CLP: First Ascent integrates genomic and transcriptomic profiling into its platform. How does this improve cancer treatment accuracy?
Foote: Genomic and transcriptomic profiling give us a deeper window into the unique biology of each patient’s cancer. Genomics shows us the DNA blueprint, the mutations that may drive tumor growth, while transcriptomics reveals which of those genes are actually active and influencing the disease in real time.
When combined with functional drug testing, these approaches provide a much more accurate picture of what’s fueling a patient’s cancer and why it may or may not respond to certain therapies. This reduces the trial-and-error often accompanying treatment decisions and allows physicians to match therapies with greater precision.

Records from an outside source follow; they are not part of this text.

PR #703, opened 2024-09-23
Layout styling fixes

### LINKED ISSUE #702: ContentLayout background color is only the height of the viewport
Screenshot 2024-09-23 at 3 33 38 PM

The background and shadow styling scrolls away on lists that are taller than the window height. They should be set on a containing element, or similar.

allanlasser:
Fixes #702 

- Applies auto height to DocumentBrowser contents
- Consistent overflow scroll behavior between layout components
- Gives "background" styles to ContentLayout
- Styling cleanup and tweaks
- Passes through `disablePremium` prop to `AddOnDispatch`

### DIFF
--- a/src/lib/components/addons/AddOnMeta.svelte
+++ b/src/lib/components/addons/AddOnMeta.svelte
@@ -6,6 +6,7 @@
 
   import Button from "$lib/components/common/Button.svelte";
   import Flex from "@/lib/components/common/Flex.svelte";
+  import Metadata from "../common/Metadata.svelte";
 
   export let addon: AddOnListItem;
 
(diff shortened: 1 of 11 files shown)


eyeseast:
Mostly looks good. Found a couple weird spots.

When documents first load, or there aren't many in search results, we don't go all the way to the bottom:

Screenshot 2024-09-23 at 7 12 52 PM

The add-on browser doesn't go full width without search results:

Screenshot 2024-09-23 at 7 13 19 PM

allanlasser:
@eyeseast should be looking good now 👍

eyeseast (approved):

At First Ascent Biomedical, we integrate these insights and layer them alongside live drug validation and AI-driven analysis. Together, they create a comprehensive view of the tumor and significantly improve the accuracy and confidence of treatment decisions.
CLP: First Scent exposes tumor cells to multiple therapies in the lab. How is this an advancement over standard protocols?
Foote: Standard protocols typically focus on one or two treatment options based on what has worked for most patients with a similar cancer type. While effective for some, this “average-based” approach doesn’t always reflect the unique biology of an individual’s tumor.
By exposing a patient’s tumor cells to multiple therapies in the lab, we can see how their cancer actually responds across a wide spectrum of FDA-approved drugs and combinations. This provides three key advantages: personalization, as the treatment plan is based on direct evidence from the patient’s own tumor, not just population averages; efficiency, as it helps avoid the trial-and-error process, reducing wasted time and money on therapies unlikely to work and reducing the toxic side effects from ineffective treatments; and expanded options, by uncovering effective therapies that wouldn’t be considered under standard protocols, giving patients more potential pathways forward.
CLP: How can pharmaceutical companies leverage patient-specific treatment data for drug development processes?
Foote: Patient-specific treatment data gives pharmaceutical companies a powerful new lens into how drugs actually perform against patient-derived tumors. Instead of relying solely on large, time-consuming trials, they can see in near real time which drugs or combinations show promise for specific patient subgroups.
This accelerates development in several ways: smarter trial design, by identifying the right patient populations to increase efficiency and success rates; new indications, as drugs created for one cancer type may prove effective in others, opening pathways for expansion; and combination strategies, as exposing tumor cells to multiple therapies highlights synergies that can inform novel drug pairings.
About Jim Foote: Jim Foote is the co-founder and CEO of First Ascent Biomedical, a biotech company aiming to improve cancer treatment with its AI-driven drug prediction platform. By integrating DNA/RNA sequencing, mutation analysis, and drug sensitivity testing, First Ascent can identify personalized therapies for all solid and liquid tumors.